About 500 or so. The cluster contains seven nodes, but most of the VMs are kept on five. We can go down to four in an emergency without disruption of service, if things are kept balanced. Something I've spent quite a few code-hours trying to automate, and it mostly works fine, but there are a few things which could allow me to make my code even better, such as being able to unset the migration state. Hooks for pre- and post-migration would be nice, too.
There is no internal queue in the HA manager for migrations. The HA manager uses a state machine for each service and once the state is set to migrate, it can only change after the migration either finished or failed, because the migration task is already running.
And there is no way to make it fail before the migration starts? That's a shame. Is there a way to make migrations auto-fail, then? Some hooks would have been a welcome feature here – adding /bin/false to a pre-migration hook would have sidestepped the problem.
To play the devil's advocate for a bit, what if the services wouldn't have been relocated by bulk migration, but because of a hardware failure?

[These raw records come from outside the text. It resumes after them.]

PR #111, opened 2020-03-18
imp: add tests for flux-imp kill, fix discovered issues

grondo:
This PR adds the `flux-imp kill` tests promised in #110. 

Additionally a memleak fix found along the way, and for testing, allow non-root users running the IMP to kill their own processes. (Still pondering if this one should require an option.)

### DIFF
--- a/src/imp/kill.c
+++ b/src/imp/kill.c
@@ -53,6 +53,7 @@
 
 struct pid_info {
     pid_t pid;
+    uid_t pid_owner;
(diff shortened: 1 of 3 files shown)


grondo:
If this goes in, we may want to create a flux-security tag so that flux-core test docker images can be built against the latest flux-security code.

Alternately, we could update the flux-core docker build to allow builds against flux-security@master.

grondo:
Thanks!

PR #112, opened 2020-03-19
Add release notes for flux-security v0.4

grondo:
Update NEWS.md for flux-security v0.4.

With the basic flux-imp `exec` and `kill` "working" for some definition thereof, now might be a good time to tag a flux-security release, so we can update the version built in flux-core test docker images.


grondo:
Thanks!

PR #113, opened 2020-07-09
libtomlc99: Rename blacklist to blocklist

chu11:


grondo:
Thanks! Want to push this upstream, or has it already been done?

chu11:
upstream as in `flux-core`?  Got a PR for `flux-core` as well.  https://github.com/flux-framework/flux-core/pull/3040#issuecomment-656157803  `tomlc99`'s project doesn't seem to have the term in their repo, I assume they removed it.

grondo:
No, upstream as in the source repo for `libtomlc99`. We didn't write that code and vendored it from somewhere. I assume it is listed in the source or history of commits.

grondo:
> tomlc99's project doesn't seem to have the term in their repo, I assume they removed it.

Ah, then why don't we cherry pick those commits, or update to latest tomlc99?

chu11:
Hmmm. I can't find this test file anywhere including the `tomlc99` history.  From logs:

```
    TAP test replaces upstream test.  It runs the BurntSushi test
    inputs through the parser and checks for expected pass/fail.
    See also: https://github.com/BurntSushi/toml-test
```

@trws did you write this test file?  I can't find it in `toml-test` either.

chu11:
I realized `blocklisted` probably isn't a word, so in one place, `blacklisted` -> `blocklist`

grondo:
Actually, probably @garlick wrote those tests (`git blame` is your friend) or pulled those down from the BurntSushi repo. No upstream changes required. Sorry about the noise!

garlick:
Yeah I'm to blame for the TAP test.  Here's the commit that added it, which explains the BurntSushi tie-in:
```
commit f35927bec7b450e4e4e0c7254fae525e09005212
Author: Jim Garlick <garlick.jim@gmail.com>
Date:   Thu Nov 16 15:25:17 2017 -0800

    libtomlc99: add simple TAP test
    
    The tomlc99 project includes a copy of the general TOML
    test suite: https://github.com/BurntSushi/toml-test
    
    In order to avoid taking on its Golang dependency,
    we simply add a small TAP test that runs all the valid and
    invalid TOML input files from the BurntSushi suite through
    the libtomlc99 parser and ensure that they pass/fail as expected.
    
    A few invalid input files are not handled properly.  Add a
    table of them with the reason for failure so the TAP test
    can skip them and emit the reason for skipping.
```

grondo:
Thanks, @chu11!

PR #115, opened 2020-11-04
update mergify config for move to travis-ci.com

grondo:
flux-security has been migrated from travis-ci.org to travis-ci.com.

I think this is the one required change due to the migration.


grondo:
Thanks!

PR #121, opened 2021-07-14
ci: use github actions to run CI

grondo:
flux-security was still tied to Travis-CI for CI builds. This PR switches to Github Actions like other flux-framework projects.

This PR mostly copies the infrastructure for docker-based CI builds in Github Actions from flux-core, with modifications required for the flux-security project. Since the `fluxrm/testenv` images already contain the build requirements for flux-security (since a build of flux-security is currently the first step in setting up those containers), it is convenient to go ahead and use those same images for flux-security CI.

This means we can expand the distros on which automated tests are run to the same set as used with flux-core.

One package was missing from the fedora33 image (libubsan). That is installed by hand here for now, but maybe I'll update our testenv image and drop that addition here if there is time.


grondo:
Just pushed an additional update to the `.mergify.yml` to remove the required Travis-CI status checks and add the github actions status checks. This PR will now need to be manually merged.

SteVwonder (approved):
Thanks @grondo! LGTM!

grondo:
Thanks, @SteVwonder! Mind pressing the merge button? This one needs to be merged manually due to changes to `.github/workflows`

grondo:
Thanks!

PR #187, opened 2024-11-01
imp: exec: wait for job cgroup to be empty before exiting

grondo:
This PR modifies `imp exec` to wait for an "empty" cgroup before exiting, where empty means `cgroup.procs` contains only the IMP's own PID.


garlick (approved):
LGTM!  Seems straightforward.

grondo:
Thanks I'll set MWP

That's a very different scenario. I'm assuming HA is clever enough not to send all the VMs to one and the same node in the event of a hardware failure, but to use the priority numbers in the HA groups and spread evenly across nodes with the same priority number. With a bulk migration, however, someone has explicitly told HA to migrate to one specific node. This obviously shouldn't happen, but when we're training new crew things happen. It would be nice to be able to add an arrow to that state machine of yours.

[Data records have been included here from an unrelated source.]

PR #188, opened 2024-11-01
allow privileged IMP to linger during `flux-imp run` to support signal forwarding

grondo:
This PR changes the `flux-imp run` implementation to have the privileged IMP linger and delegate signals to its child, which the calling user would not otherwise have privilege to do.

WIP while I test this out locally.

### DIFF
--- a/src/imp/run.c
+++ b/src/imp/run.c
@@ -51,6 +51,7 @@
 
 #include <sys/types.h>
 #include <sys/stat.h>
+#include <sys/wait.h>
 #include <pwd.h>
 #include <signal.h>
 
@@ -61,6 +62,7 @@
 #include "imp_state.h"
 #include "impcmd.h"
 #include "privsep.h"
+#include "signals.h"
 
 extern char **environ;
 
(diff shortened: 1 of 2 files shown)


garlick (approved):
Well jeez, this looks straightforward also!  I'll approve assuming your testing pans out!

grondo:
Actually there's a couple issues still remaining here:
- test is broken because the `NO_CHAIN_LINT` prereq isn't set. When I fix that the test doesn't work :thinking: 
- the `imp run` implementation calls `setuid (geteuid ()); setgid (setegid ());` before calling the run target, which means the instance isn't actually able to deliver signals to the IMP process (so signal forwarding doesn't actually work)

grondo:
I had forgotten that `flux-imp run` set the real uid/gid to the effective uid/gid before executing the target command. This prevented signals from the calling uid from being delivered. I've moved the reset of the real uid/gid to the child process just before `execve(2)` and now signaling the `flux-imp run` process seems to be working.

I also figured out some issues with the test and that appears to now be working as well.

This could definitely use some more real world testing.

grondo:
Removed WIP now. This _seems_ to be working as designed now, and is much more robust than the `flux-imp kill` method. Probably would be good if @garlick verifies on his cluster before this gets merged though.

garlick:
Excellent!  Will try to get that done tomorrow morning.

garlick (approved):
I tried some basic sanity testing on my cluster, sending SIGTERM and SIGKILL to housekeeping with this, and everything worked!  LGTM!

grondo:
Thanks! I've set mwp

PR #193, opened 2024-11-04
configure: do not use distutils StrictVersion

grondo:
Problem: distutils StrictVersion is deprecated (along with distutils itself), but it is still used in testing for sphinx and docutils in configure.ac.

Drop distutils and use packaging.version.Version instead.


garlick (approved):
:+1:

grondo:
Thanks, I've set MWP. Sorry I missed this one!

PR #195, opened 2024-11-06
forward signals to entire process group in `flux-imp run`

### LINKED ISSUE #194: imp run doesn't forward (most) signals to all progeny
Problem: `flux run` forwards most signals to its direct child, and SIGUSR1 (SIGKILL) to the whole family, which is appropriate for the `flux shell` but less so for, say, a bourne shell script, where the bourne shell may be less diligent about cleaning up its children.

Change `flux run` signal forwarding behavior to try a little harder to clean up.

Note that this likely doesn't affect prolog, epilog, or housekeeping when they are configured to use systemd, since in that case, the shell script  executes `systemctl stop` in response to signals.  It does affect something like `flux exec --use-imp sh -c "sleep inf"` when the user types ^C to abort.

grondo:
This PR fixes #194 by allowing the IMP to forward signals to the entire process group with `flux-imp run`.

Additionally, an issue with blocked signals (specifically in `t2002-imp-run.t`) was fixed here  and a test for SIGINT handling added to the testsuite.

### DIFF
--- a/src/imp/run.c
+++ b/src/imp/run.c
@@ -199,6 +199,12 @@ imp_run (struct imp_state *imp,
         /* unblock all signals */
         imp_sigunblock_all ();
 
+        /* Place child in its own process group, so that parent IMP
+         * can signal the pgrp as a whole
+         */
+        if (setpgrp () < 0)
+            imp_die (1, "setpgrp: %s", strerror (errno));
+
         if (setuid (geteuid()) < 0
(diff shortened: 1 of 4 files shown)


garlick (approved):
LGTM!  and my testing (before the last force push) seems to be fine except for the extra log messages which were removed in the force push.

grondo:
Thanks! I set MWP.

PR #200, opened 2025-02-19
imp: use cgroup_kill when cgroup begins with flux-

garlick:
Problem: the cgroup name prefix of "imp-shell" is hard coded in the IMP to select a signal forwarding strategy that ought to apply to flux-housekeeping/epilog/prolog if we move them from the system to the user systemd instance.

The potential of a node crashing is just one of the issues behind a bulk migration, however. We have a few Cisco ASAv VMs which network interfaces straight up and die when they are live migrated, so those we can't move at all – but if some newbie has managed to initiate a bulk migration, we'd have to babysit Proxmox and press cancel when a migration of such a VM comes up. Again, some hooks would have come in handy here.
(One would think that HA groups would come in handy here, but HA apparently has no objections at all migrating a VM outside its HA group, although it will migrate it back a few moments later.)